**Exercise directions:**
Scan the data below and pick out the lines containing the word "updates".

[Data records]

=== Section Start ===

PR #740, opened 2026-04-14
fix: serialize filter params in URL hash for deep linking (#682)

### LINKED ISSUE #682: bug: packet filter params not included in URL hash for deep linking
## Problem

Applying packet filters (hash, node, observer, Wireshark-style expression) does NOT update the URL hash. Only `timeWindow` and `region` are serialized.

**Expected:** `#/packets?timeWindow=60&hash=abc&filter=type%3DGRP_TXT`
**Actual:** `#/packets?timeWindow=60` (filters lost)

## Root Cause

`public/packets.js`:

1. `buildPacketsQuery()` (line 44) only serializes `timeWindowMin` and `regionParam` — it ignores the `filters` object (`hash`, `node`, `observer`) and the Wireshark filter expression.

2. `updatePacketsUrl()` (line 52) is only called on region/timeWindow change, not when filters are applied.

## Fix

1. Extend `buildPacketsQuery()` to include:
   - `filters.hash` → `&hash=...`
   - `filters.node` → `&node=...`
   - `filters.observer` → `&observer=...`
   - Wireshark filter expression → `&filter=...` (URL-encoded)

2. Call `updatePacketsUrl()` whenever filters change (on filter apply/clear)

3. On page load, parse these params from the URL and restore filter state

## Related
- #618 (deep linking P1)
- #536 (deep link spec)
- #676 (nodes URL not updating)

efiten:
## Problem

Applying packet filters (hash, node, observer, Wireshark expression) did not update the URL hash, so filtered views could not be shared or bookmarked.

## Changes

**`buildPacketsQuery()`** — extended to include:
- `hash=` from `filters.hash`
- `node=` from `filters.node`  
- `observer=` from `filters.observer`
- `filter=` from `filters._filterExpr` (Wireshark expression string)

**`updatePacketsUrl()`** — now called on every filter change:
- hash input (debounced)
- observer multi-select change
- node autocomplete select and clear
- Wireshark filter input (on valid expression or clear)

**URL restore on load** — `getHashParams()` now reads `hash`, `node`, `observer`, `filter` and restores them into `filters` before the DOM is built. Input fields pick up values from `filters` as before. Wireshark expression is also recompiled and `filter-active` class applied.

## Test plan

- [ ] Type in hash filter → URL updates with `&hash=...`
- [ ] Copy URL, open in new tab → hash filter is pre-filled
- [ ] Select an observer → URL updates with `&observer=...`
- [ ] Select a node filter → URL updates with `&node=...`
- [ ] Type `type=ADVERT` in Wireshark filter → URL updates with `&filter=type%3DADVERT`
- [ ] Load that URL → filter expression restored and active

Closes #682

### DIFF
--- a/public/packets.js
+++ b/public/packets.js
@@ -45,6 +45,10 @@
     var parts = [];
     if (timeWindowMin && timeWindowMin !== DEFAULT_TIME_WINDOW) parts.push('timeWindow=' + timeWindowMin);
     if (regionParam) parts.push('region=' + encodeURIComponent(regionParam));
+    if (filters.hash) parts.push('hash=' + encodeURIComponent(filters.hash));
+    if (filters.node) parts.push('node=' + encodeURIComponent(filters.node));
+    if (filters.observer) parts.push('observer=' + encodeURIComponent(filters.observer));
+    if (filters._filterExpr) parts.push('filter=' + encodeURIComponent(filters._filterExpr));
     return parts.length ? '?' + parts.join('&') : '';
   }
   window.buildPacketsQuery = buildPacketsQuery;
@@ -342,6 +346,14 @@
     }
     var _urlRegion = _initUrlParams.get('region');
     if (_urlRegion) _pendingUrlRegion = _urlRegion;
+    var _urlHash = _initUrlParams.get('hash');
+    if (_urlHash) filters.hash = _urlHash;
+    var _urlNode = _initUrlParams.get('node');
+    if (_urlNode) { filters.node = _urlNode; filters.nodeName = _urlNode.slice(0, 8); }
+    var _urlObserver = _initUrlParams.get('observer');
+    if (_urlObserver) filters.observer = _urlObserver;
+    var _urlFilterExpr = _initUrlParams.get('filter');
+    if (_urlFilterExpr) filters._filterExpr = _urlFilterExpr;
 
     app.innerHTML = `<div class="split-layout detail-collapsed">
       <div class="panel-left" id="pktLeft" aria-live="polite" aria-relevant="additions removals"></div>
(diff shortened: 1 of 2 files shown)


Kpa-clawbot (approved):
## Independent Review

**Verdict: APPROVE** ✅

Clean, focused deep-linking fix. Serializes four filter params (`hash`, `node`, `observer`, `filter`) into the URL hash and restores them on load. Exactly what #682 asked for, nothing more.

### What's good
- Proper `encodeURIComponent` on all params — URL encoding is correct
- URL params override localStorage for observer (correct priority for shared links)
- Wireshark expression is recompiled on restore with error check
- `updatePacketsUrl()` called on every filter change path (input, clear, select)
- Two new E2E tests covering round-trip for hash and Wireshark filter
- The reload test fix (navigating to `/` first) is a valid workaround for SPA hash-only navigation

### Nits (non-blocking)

=== Section End ===
=== Section Start ===

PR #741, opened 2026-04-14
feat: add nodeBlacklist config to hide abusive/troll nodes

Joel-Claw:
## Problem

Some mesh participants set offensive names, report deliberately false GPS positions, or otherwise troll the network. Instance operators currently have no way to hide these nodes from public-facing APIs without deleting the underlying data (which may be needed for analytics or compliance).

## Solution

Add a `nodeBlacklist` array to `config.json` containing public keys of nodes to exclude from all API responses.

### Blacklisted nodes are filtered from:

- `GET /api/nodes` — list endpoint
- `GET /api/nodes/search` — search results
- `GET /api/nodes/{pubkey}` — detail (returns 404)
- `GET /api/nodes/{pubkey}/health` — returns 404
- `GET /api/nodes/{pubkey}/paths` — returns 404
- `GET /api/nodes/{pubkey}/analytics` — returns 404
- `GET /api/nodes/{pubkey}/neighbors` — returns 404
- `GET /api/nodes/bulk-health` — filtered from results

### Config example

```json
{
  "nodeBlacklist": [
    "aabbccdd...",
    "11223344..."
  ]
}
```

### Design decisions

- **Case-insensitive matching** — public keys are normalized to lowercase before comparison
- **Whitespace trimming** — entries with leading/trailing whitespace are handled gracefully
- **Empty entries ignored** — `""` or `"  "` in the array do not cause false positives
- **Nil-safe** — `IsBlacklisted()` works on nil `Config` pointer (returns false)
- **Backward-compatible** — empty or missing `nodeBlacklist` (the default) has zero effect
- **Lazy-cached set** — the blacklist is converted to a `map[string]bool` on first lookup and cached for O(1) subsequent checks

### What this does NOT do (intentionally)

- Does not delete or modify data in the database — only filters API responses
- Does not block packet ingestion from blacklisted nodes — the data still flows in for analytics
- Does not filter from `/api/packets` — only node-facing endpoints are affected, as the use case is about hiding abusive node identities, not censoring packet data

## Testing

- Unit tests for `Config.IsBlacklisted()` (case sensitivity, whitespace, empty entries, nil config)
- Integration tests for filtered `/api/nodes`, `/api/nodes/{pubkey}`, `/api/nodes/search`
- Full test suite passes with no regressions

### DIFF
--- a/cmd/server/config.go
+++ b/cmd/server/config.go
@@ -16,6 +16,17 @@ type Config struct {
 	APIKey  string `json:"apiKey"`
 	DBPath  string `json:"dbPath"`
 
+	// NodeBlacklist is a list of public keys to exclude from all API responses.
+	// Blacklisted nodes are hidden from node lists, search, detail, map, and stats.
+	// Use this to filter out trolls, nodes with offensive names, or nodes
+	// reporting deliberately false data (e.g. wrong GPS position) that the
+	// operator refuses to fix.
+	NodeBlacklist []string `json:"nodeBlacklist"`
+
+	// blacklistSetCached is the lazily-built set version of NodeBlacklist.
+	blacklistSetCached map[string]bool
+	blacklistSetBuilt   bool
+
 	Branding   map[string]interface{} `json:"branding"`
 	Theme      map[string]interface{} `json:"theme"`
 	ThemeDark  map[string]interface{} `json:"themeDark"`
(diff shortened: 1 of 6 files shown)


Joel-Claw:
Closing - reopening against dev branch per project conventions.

=== Section End ===
=== Section Start ===

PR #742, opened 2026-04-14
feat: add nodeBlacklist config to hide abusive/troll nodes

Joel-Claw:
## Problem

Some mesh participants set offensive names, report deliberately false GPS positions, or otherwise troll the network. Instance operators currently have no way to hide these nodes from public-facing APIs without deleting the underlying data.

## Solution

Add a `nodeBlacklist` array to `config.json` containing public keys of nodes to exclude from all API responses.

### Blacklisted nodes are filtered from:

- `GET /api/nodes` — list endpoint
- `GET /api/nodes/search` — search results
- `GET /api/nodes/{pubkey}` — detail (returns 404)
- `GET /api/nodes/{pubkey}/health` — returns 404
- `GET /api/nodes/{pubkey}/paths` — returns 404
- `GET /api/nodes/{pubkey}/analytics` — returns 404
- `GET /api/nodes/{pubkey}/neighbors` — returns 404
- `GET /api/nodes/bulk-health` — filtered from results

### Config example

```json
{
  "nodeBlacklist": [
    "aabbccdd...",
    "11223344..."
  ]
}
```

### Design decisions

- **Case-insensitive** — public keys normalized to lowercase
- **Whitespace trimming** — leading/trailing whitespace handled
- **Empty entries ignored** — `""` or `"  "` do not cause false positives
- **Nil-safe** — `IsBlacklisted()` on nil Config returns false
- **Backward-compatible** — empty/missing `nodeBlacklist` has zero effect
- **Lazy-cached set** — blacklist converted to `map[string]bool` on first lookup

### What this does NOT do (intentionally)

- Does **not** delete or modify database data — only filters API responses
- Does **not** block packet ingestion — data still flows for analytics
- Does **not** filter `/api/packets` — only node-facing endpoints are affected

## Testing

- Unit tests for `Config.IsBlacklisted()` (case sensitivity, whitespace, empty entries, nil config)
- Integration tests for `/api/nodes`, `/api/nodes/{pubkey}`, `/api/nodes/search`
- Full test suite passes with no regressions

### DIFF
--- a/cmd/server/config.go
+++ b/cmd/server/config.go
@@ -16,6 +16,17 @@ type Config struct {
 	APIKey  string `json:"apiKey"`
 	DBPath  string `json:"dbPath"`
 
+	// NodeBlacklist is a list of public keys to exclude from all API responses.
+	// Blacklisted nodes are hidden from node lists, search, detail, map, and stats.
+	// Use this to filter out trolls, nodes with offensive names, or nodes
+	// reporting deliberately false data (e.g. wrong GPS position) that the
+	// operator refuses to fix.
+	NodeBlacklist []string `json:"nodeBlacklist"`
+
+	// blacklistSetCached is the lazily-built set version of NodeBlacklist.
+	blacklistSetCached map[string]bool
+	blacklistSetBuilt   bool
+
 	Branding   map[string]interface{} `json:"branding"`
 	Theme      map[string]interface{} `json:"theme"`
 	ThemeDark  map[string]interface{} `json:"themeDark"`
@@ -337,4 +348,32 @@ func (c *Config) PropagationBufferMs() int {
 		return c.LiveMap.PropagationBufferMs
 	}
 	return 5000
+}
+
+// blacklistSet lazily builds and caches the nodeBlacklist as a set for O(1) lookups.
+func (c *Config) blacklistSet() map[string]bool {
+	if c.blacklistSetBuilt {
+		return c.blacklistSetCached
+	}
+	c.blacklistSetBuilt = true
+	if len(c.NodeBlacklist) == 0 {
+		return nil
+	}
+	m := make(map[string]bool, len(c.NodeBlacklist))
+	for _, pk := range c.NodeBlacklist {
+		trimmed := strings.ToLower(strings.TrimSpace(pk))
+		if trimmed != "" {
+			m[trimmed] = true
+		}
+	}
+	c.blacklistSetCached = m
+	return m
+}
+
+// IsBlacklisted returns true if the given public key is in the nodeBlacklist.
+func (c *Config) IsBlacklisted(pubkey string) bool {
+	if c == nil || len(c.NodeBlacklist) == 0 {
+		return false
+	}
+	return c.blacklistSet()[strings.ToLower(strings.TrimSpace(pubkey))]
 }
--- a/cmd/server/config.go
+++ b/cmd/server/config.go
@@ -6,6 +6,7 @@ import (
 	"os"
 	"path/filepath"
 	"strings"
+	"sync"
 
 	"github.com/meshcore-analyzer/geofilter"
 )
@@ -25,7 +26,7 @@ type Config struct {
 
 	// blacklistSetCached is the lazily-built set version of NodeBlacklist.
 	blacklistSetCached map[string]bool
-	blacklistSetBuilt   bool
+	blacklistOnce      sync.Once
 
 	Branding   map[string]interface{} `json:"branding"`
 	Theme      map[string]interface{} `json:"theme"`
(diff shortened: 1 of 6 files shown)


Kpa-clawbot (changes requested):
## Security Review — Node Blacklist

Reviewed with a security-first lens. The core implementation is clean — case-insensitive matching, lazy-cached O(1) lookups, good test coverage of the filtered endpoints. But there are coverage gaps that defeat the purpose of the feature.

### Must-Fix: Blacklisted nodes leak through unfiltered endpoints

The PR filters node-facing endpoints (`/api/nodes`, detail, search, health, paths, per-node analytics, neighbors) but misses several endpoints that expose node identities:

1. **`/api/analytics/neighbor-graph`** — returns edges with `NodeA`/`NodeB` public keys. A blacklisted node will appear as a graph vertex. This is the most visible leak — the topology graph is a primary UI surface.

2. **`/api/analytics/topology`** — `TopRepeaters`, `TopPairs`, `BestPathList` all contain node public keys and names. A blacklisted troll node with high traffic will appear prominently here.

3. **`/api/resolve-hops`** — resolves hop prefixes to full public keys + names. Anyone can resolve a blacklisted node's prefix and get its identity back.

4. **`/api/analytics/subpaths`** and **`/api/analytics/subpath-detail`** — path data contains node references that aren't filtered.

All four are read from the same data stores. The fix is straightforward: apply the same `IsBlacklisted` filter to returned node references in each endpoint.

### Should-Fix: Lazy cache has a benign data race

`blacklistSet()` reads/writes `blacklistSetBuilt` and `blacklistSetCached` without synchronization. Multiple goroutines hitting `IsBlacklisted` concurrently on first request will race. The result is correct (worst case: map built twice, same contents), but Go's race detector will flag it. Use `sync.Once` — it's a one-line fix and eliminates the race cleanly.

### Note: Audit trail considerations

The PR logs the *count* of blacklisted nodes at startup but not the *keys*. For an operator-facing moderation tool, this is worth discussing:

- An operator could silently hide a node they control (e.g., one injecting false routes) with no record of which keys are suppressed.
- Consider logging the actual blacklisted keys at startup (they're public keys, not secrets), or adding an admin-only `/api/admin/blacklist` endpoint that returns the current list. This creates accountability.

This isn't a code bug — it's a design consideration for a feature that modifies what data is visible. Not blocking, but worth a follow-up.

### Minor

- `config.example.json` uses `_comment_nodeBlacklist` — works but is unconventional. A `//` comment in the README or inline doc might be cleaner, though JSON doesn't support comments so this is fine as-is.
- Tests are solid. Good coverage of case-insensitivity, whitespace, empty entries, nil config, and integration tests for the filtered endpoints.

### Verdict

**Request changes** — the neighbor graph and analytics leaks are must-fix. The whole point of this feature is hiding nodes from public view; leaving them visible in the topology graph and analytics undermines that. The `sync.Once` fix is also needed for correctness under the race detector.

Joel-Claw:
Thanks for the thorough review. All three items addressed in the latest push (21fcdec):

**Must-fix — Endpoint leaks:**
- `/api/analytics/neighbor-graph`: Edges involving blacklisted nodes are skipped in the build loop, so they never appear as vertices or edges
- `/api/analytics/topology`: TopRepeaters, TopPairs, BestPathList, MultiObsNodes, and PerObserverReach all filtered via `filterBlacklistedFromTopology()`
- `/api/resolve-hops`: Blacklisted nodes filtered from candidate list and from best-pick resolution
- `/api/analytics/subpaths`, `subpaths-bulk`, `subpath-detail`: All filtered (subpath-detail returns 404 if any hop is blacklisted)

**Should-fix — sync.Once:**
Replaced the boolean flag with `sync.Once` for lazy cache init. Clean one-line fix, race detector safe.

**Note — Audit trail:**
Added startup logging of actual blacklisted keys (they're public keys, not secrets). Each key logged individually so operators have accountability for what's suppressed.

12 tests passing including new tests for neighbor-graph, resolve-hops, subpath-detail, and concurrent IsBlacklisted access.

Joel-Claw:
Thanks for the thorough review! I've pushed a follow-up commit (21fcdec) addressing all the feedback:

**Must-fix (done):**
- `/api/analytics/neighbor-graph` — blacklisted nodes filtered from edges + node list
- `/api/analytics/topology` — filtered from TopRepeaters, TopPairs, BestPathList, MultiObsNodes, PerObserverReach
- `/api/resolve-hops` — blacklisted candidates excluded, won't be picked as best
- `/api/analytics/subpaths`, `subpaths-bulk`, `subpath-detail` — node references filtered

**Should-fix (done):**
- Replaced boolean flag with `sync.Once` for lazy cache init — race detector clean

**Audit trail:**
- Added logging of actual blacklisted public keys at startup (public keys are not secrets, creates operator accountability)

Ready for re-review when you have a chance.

=== Section End ===

**Solution for this problem:**
- [ ] Type in hash filter → URL updates with `&hash=...`
- [ ] Select an observer → URL updates with `&observer=...`
- [ ] Select a node filter → URL updates with `&node=...`
- [ ] Type `type=ADVERT` in Wireshark filter → URL updates with `&filter=type%3DADVERT`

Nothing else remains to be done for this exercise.